PR #4089, opened 2019-11-07
Add funding information to package.json

Munter:
See https://github.com/npm/rfcs/blob/latest/accepted/0017-add-funding-support.md


boneskull:
@Munter please use the branch format `munter/<branchname>` in the future to avoid (more) confusion

PR #4115, opened 2019-11-30
Update eslint parsing from ES6 to ES2017

juergba:
### Description of the Change

Some modules of our code base are not used by Mocha's browser environment.
See also `env: browser: no` in `eslintrc.yml`
Currently these modules are eslint-parsed by ES6 rules. 
- we update the eslint parsingOption from ES6 to ES2017 in order to make available `async`/`await`.
The default remains ES5 for IE11 reasons.
As soon as we drop Node v8 support (end of life: 2019-12-31) we should update to ES2018.

Browserify: regarding ignored files
We have three different configuration settings defining files to be ignored. I guess we have some redundant information here, but I'm unsure about that. To stay on the safe side we update all of them:
- `browser` field in package.json
- `ignore()` in `karma.config.js`
- the browserify script with its `--ignore` option

It's unclear to me why we ignore eg. chokidar while `browserify`ing, but not packages like yargs, yargs-parser etc. `browser-entry.js` could be an explanation since it only requires "./lib/mocha" and none of our "CLI" dependencies. Anyway this topic is not part of this PR.

### DIFF
--- a/.eslintrc.yml
+++ b/.eslintrc.yml
@@ -29,7 +29,7 @@ overrides:
       - test/integration/helpers.js
       - lib/growl.js
     parserOptions:
-      ecmaVersion: 6
+      ecmaVersion: 2017
     env:
       browser: no
 
@@ -77,7 +77,7 @@ overrides:
   - files:
       - test/**/*.mjs
     parserOptions:
-      ecmaVersion: 6
+      ecmaVersion: 2017
       sourceType: module
 
   - files:
--- a/karma.conf.js
+++ b/karma.conf.js
@@ -31,8 +31,10 @@ module.exports = config => {
     browserify: {
       debug: true,
       configure: function configure(b) {
-        b.ignore('glob')
+        b.ignore('./lib/cli/*.js')
+          .ignore('chokidar')
           .ignore('fs')
+          .ignore('glob')
           .ignore('path')
           .ignore('supports-color')
           .on('bundled', (err, content) => {
--- a/package-scripts.js
+++ b/package-scripts.js
@@ -23,7 +23,7 @@ function test(testName, mochaParams) {
 module.exports = {
   scripts: {
     build: {
-      script: `browserify -e browser-entry.js --plugin ./scripts/dedefine --ignore 'fs' --ignore 'glob' --ignore 'path' --ignore 'supports-color' --ignore chokidar -o mocha.js`,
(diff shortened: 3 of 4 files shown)


juergba:
@giltayar I decided for ES2017 instead of ES2018. Can you live with this.

juergba:
What about yargs, yargs-parser, yargs-unparser ... Why aren't they excluded?

giltayar:
@juergba - of course I can! So `async/await` will be available in _all_ our files? That's great. I will be able to remove that weird `esm-utils.js` file in https://github.com/mochajs/mocha/pull/4038.

juergba:
No, not in all! In "lib/cli/*.js".

giltayar:
@juergba - hmm... wait, I'm not sure. I use `import(...)` to dynamically load the modules, and that is `es2018`. Again, I can continue with the `esm-utils` file to specifically use `es2018` on it, because that is used only when ESM support is needed, so we _know_ that we're using Node>=10 and so support es2018 when running.

juergba:
Does ES2017 help you in any way then?

giltayar:
Actually, no. I can survive with Promise-only code. There's not a _lot_ of async there.

But it would be nice to have, given that that path of code is now an async path.

juergba:
End of life of Node v8 will be in one month.
We should plan to publish your esm stuff after Mocha v7.0.0 and after dropping Node v8. At that time it would be ES2018. This would help, right?

juergba:
Or you could silence the eslinter locally for your dynamic `import(...)`. It's just one line?

giltayar:
Yup. Makes everything simpler: now that I _do_ have async/await, and the only reason to keep 2018 is that one line, then I can disable linting on that line.

Good idea. I can go for it.

giltayar:
@juergba - I'm implementing the change in https://github.com/mochajs/mocha/pull/4038, and I just noticed that `mocha.js` did not enter the list of files that are allowed to use `async/await`. Understandably so, because it's used by both node code and browser code.

This means that I won't really be able to get rid of `esm-utils.js`, which means I can still keep the exception for that file to use `es2018` (as it uses `import()`).

There's another reason, an important _runtime_ one, to keep `esm-utils`: `import()`, even if it looks like it, is not a _function_, but rather a keyword, so versions of Node.js that do not support ESM fail when loading that module in CJS (or ESM in Node v8/10). This is why I conditionally `require` it in `mocha.js`. So yet another reason to keep it in a separate file.

PR #4118, opened 2019-12-04
Update node-environment-flags to 1.0.6

kylef:
### Description of the Change

node-environment-flags 1.0.5 and lower do not contain a LICENSE file which can make compliance difficult. This pull request updates the patch release of node-environment-flags to incorporate https://github.com/boneskull/node-environment-flags/pull/5.

### Alternate Designs

Removing the dependency on node-environment-flags.

To ensure the entire dependency chain of Mocha has dependencies contains valid copyright and licenses.

### Possible Drawbacks

I don't think there are any.

### Applicable issues

> * Mocha follows semantic versioning: http://semver.org
> 
> * Is this a breaking change (major release)?
> * Is it an enhancement (minor release)?
> * Is it a bug fix, or does it not impact production code (patch release)?

It's a bug fix, fixing licensing.

### DIFF
--- a/package.json
+++ b/package.json
@@ -537,7 +537,7 @@
     "minimatch": "3.0.4",
     "mkdirp": "0.5.1",
     "ms": "2.1.1",
-    "node-environment-flags": "1.0.5",
+    "node-environment-flags": "1.0.6",
     "object.assign": "4.1.0",
     "strip-json-comments": "2.0.1",
     "supports-color": "6.0.0",
--- a/package-lock.json
+++ b/package-lock.json
@@ -11374,18 +11374,18 @@
       }
     },
     "node-environment-flags": {
-      "version": "1.0.5",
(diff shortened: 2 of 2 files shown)


package.json
```diff
@@ -537,7 +537,7 @@
     "minimatch": "3.0.4",
     "mkdirp": "0.5.1",
     "ms": "2.1.1",
-    "node-environment-flags": "1.0.5",
+    "node-environment-flags": "^1.0.6",
```
juergba: Please remove the "^", thanks.

kylef: Perhaps worth configing the `save-prefix` in a project level npmrc so that by default `npm install --save` behaves as intended with project rules?

See https://docs.npm.red/misc/config#save-prefix

kylef: Updated in 5faba2c3

PR #79, opened 2016-07-15
Allow formatting UnboundedQuantityValues

thiemowmde:
This is split from #66. I pulled all new test cases from #66, but not the implementation. Instead I tried to find the most minimal change that makes all tests succeed. Plus I added more test cases, especially for the edge case "do not add additional zeros when rounding to a specific number of decimal places". This got fixed by #69.

[Bug: T139748](https://phabricator.wikimedia.org/T139748)

### DIFF
--- a/src/ValueFormatters/QuantityFormatter.php
+++ b/src/ValueFormatters/QuantityFormatter.php
@@ -5,6 +5,7 @@ namespace ValueFormatters;
 use DataValues\DecimalMath;
 use DataValues\DecimalValue;
 use DataValues\QuantityValue;
+use DataValues\UnboundedQuantityValue;
 use InvalidArgumentException;
 
 /**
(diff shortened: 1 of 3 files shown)


thiemowmde:
Rebased. Pinging @brightbyte.

src/ValueFormatters/QuantityFormatter.php
```diff
@@ -148,6 +151,22 @@ protected function formatQuantityValue( QuantityValue $quantity ) {
...
+	 *
+	 * @return string
+	 */
+	protected function formatUnboundedQuantityValue( UnboundedQuantityValue $quantity ) {
+		$amount = $quantity->getAmount();
+		$roundingExponent = $this->options->getOption( self::OPT_APPLY_ROUNDING );
+
+		if ( !is_bool( $roundingExponent ) ) {
+			$amount = $this->decimalMath->roundToExponent( $amount, (int)$roundingExponent );
+		}
```
brightbyte: If $roundingExponent === true, we should guess the precision, and then apply rounding.

brightbyte: It's a bit odd that we don't apply rounding even if OPT_APPLY_ROUNDING is true...

thiemowmde: But if all you have is the string "1.499999999999999", no bounds and an option set to `true`, how do you round?

brightbyte: Yea, the idea is that the automatic precision guessing would guess a precision that would not change the number when rounding is applied. So it's equivalent to no rounding. Still, it feels odd.

PR #83, opened 2016-07-21
When guessing precision from digits, use +/-0.5 as the margin, not +/-1

brightbyte:
That is, 12 is interpreted as 12+/-0.5 = [11.5, 12.5),
instead of 12+/-1 = [11,13). This is consistent with rounding:
all numbers in the uncertainty interval will round to the original
number.

Bug: T105623

### DIFF
--- a/src/DataValues/DecimalValue.php
+++ b/src/DataValues/DecimalValue.php
@@ -327,8 +327,9 @@ class DecimalValue extends DataValueObject {
 	 *
 	 * @return DecimalValue
 	 */
-	public function trim() {
-		$trimmed = preg_replace( '/(\.[\d]+?)0+$/', '\1', $this->value );
+	public function getTrimmed() {
+		$trimmed = preg_replace( '/(\.\d+?)0+$/', '$1', $this->value );
+		$trimmed = preg_replace( '/(?<=\d)\.0*$/', '', $trimmed );
 
 		if ( $trimmed !== $this->value ) {
 			return new DecimalValue( $trimmed );
--- a/src/DataValues/DecimalValue.php
+++ b/src/DataValues/DecimalValue.php
@@ -321,6 +321,23 @@ class DecimalValue extends DataValueObject {
 	}
 
 	/**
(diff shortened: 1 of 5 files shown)


src/DataValues/DecimalValue.php
```diff
@@ -321,6 +321,23 @@ public function getFractionalPart() {
...
 
 	/**
+	 * Returns a DecimalValue with the same digits as this one, but with any trailing zeros
+	 * after the decimal point removed. If there are no trailing zeros after the decimal
+	 * point, this method will return $this.
+	 *
+	 * @return DecimalValue
+	 */
+	public function trim() {
+		$trimmed = preg_replace( '/(\.[\d]+?)0+$/', '\1', $this->value );
```
thiemowmde: `[\d]` is the same as `\d`.

I would also trim `1.0` to `1`.

src/DataValues/DecimalValue.php
```diff
@@ -321,6 +321,23 @@ public function getFractionalPart() {
 	}
 
 	/**
+	 * Returns a DecimalValue with the same digits as this one, but with any trailing zeros
+	 * after the decimal point removed. If there are no trailing zeros after the decimal
+	 * point, this method will return $this.
+	 *
+	 * @return DecimalValue
+	 */
+	public function trim() {
```
thiemowmde: This sounds like it modifies the original value, but instead it returns a new one. I think it should say that.

thiemowmde:
:+1: No objections. Mostly nitpicks and naming suggestions. These math codes always look scary, but are fine obviously.

brightbyte:
The scrutinizer failure seems unrelated. Seems like it doesn't work with PHP < 5.5, but is still trying to use 5.3?

brightbyte:
ping @thiemowmde: can this go in now?

thiemowmde:
Whoever wants to merge this, feel free. I don't have time since there is a dozen other equally and more important things on my table.

PR #85, opened 2016-08-02
Fix incomplete (Unbounded)QuantityValue::newFromArray deserializers

thiemowmde:
I consider this a "fix" for the following reason:
* The parser returns either an unbounded or a bounded quantity value.
* The formatter accepts both.
* Both do have a `getArrayValue` method, which is what defines the serialization. The serializers don't know anything about the two classes.
* We are considering the fact that we split the code into two classes an implementation detail.
* Deserialization is done in `DataValueDeserializer`, which calls `newFromArray`. This should still be possible without requiring an "IF upper and lower bound are present THEN deserialize bounded quantity value ELSE deserialize unbounded quantity value". This knowledge should be inside of this component (because it is an implementation detail). Not in Wikibase.git.

### DIFF
--- a/src/DataValues/QuantityValue.php
+++ b/src/DataValues/QuantityValue.php
@@ -292,26 +292,4 @@ class QuantityValue extends UnboundedQuantityValue {
 		);
 	}
 
-	/**
-	 * Constructs a new instance of the DataValue from the provided data.
-	 * This can round-trip with @see getArrayValue
-	 *
-	 * @since 0.1
-	 *
-	 * @param mixed $data
-	 *
-	 * @return self
-	 * @throws IllegalValueException
-	 */
-	public static function newFromArray( $data ) {
-		self::requireArrayFields( $data, array( 'amount', 'unit', 'upperBound', 'lowerBound' ) );
-
-		return new static(
-			DecimalValue::newFromArray( $data['amount'] ),
-			$data['unit'],
-			DecimalValue::newFromArray( $data['upperBound'] ),
-			DecimalValue::newFromArray( $data['lowerBound'] )
-		);
-	}
-
 }
--- a/src/DataValues/UnboundedQuantityValue.php
+++ b/src/DataValues/UnboundedQuantityValue.php
@@ -247,21 +247,33 @@ class UnboundedQuantityValue extends DataValueObject {
 	}
 
 	/**
-	 * Constructs a new instance of the DataValue from the provided data.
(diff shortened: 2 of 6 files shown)


thiemowmde:
Pinging @brightbyte to have a look at this.

src/DataValues/QuantityValue.php
```diff
@@ -298,15 +298,19 @@ public function getArrayValue() {
...
 	 *
-	 * @return self
+	 * @return UnboundedQuantityValue|self
 	 * @throws IllegalValueException
 	 */
-	public static function newFromArray( $data ) {
+	public static function newFromArray( array $data ) {
+		if ( !isset( $data['upperBound'] ) && !isset( $data['lowerBound'] ) ) {
+			return parent::newFromArray( $data );
+		}
```
brightbyte: This is quite unexpected, please add a warning or at least an explanation to the documentation.

Perhaps we should consider having a separate function for this - or even a QuantityValueFactory class.

src/DataValues/UnboundedQuantityValue.php
```diff
@@ -250,15 +250,19 @@ public function getArrayValue() {
...
 	 *
-	 * @return self
+	 * @return self|QuantityValue
 	 * @throws IllegalValueException
 	 */
-	public static function newFromArray( $data ) {
+	public static function newFromArray( array $data ) {
+		if ( isset( $data['upperBound'] ) || isset( $data['lowerBound'] ) ) {
+			return QuantityValue::newFromArray( $data );
+		}
```
brightbyte: This is somewhat unexpected, please add an explanation to the documentation.

brightbyte:
+1 from me, +2 with better documentation.

src/DataValues/QuantityValue.php
thiemowmde: Not sure what you expect whats not already in `@return UnboundedQuantityValue|self`?

brightbyte: Technically, @return UnboundedQuantityValue|self is complete, but it's easy to miss. Since we are doing something quite unexpected (returning an incompatible object from a pseudo-constructor), a @warning seems in order.

thiemowmde:
Much, much simpler now. The fact that the implementation is split into two classes is considered an implementation detail. It's intended that the classes know each other, in both directions. There should only be one of these static `newFromArray` constructors.

PR #95, opened 2017-04-19
Update PHPCS and PHPUnit dependencies

thiemowmde:
* Update PHPCS requirement to use the same version as Wikibase.git.
* Update PHPCS rule set to be closer to the one in Wikibase.git.
* Add PHPUnit as a dependency, as we are doing this everywhere now. This is "incomplete" in so far that CI is not using this yet. But this already helps a lot when running tests locally.

### DIFF
--- a/composer.json
+++ b/composer.json
@@ -29,7 +29,8 @@
 		"data-values/common": "~0.3.0|~0.2.0"
 	},
 	"require-dev": {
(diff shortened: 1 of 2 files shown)


JeroenDeDauw:
And coverage stuff not working either

thiemowmde:
That was not the motivation of this patch. I would be very thankful if you could either update this patch or upload a follow up.

PR #98, opened 2017-04-20
Minor fixups to CI and make it run PHPCS

thiemowmde:


JeroenDeDauw:
I took the liberty of amending and have travis call `composer test` instead of `ci` for now, since the phpcs checks apparently do not pass yet.

The sudo setting is not required. It tells travis that sudo is not needed during execution which allows them to use cheaper containers or something like that.

JeroenDeDauw:
When I run the test locally I get a big pile of errors: https://pastebin.com/ew8SCZiX

> php --version
PHP 7.0.15-1ubuntu4 (cli) (built: Feb 28 2017 21:33:59) ( NTS )
Copyright (c) 1997-2017 The PHP Group
Zend Engine v3.0.0, Copyright (c) 1998-2017 Zend Technologies
    with Zend OPcache v7.0.15-1ubuntu4, Copyright (c) 1999-2017, by Zend Technologies

thiemowmde:
* I removed th e`sudo` thing.
* I changed Travis back to call `composer ci`, but changed `composer ci` to not run PHPCS for now. I will fix this in an other patch.
* The test failures are because your local system does not have the bcmath PHP extension installed. I will try to add this as a dependency to composer.json, or make the tests more flexible.

I believe we should merge this as it is now.

.travis.yml
```diff
@@ -9,8 +9,7 @@ php:
   - 7.1
   - hhvm
 
-before_script:
-  - composer install --prefer-source
+install: travis_retry composer install
```
manicki: This drops --prefer-source intentionally?
I don't mind, just noticed.

thiemowmde: Half of the Travis scripts we have contain this "--prefer-source" parameter, half of them don't. But I don't know why, so I went for the more simple, more obvious thing and removed it.

manicki:
This looks good. Commit message does say something else the change actually does in the end, though. Do we care? Or should I just shut up and merge?

thiemowmde:
Removed.

manicki:
?

Commit message says: Make CI use PHPUnit installed via Composer
This change does not really do it, as it already happens on master.

This inconsistency is what I meant in my commet?

thiemowmde:
I changed the title 43 minutes ago.

thiemowmde:
I edited the title of this pull request an hour ago. I never look at the commit headlines here on GitHub. Now I found what you meant and changed it.

manicki:
Yeah, I sometimes fail to look at PR titles :) git > github

PR #99, opened 2017-04-21
Fix all remaining PHPCS errors

thiemowmde:
As requested via #98.


thiemowmde:
Travis error is unrelated.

- About this exercise -
In the listing above, find the line holding "are fine obviously." and the line holding "bounded quantity value.", then output those two lines and every line between them exactly.

- Completed task -
:+1: No objections. Mostly nitpicks and naming suggestions. These math codes always look scary, but are fine obviously.

brightbyte:
The scrutinizer failure seems unrelated. Seems like it doesn't work with PHP < 5.5, but is still trying to use 5.3?

brightbyte:
ping @thiemowmde: can this go in now?

thiemowmde:
Whoever wants to merge this, feel free. I don't have time since there is a dozen other equally and more important things on my table.

PR #85, opened 2016-08-02
Fix incomplete (Unbounded)QuantityValue::newFromArray deserializers

thiemowmde:
I consider this a "fix" for the following reason:
* The parser returns either an unbounded or a bounded quantity value.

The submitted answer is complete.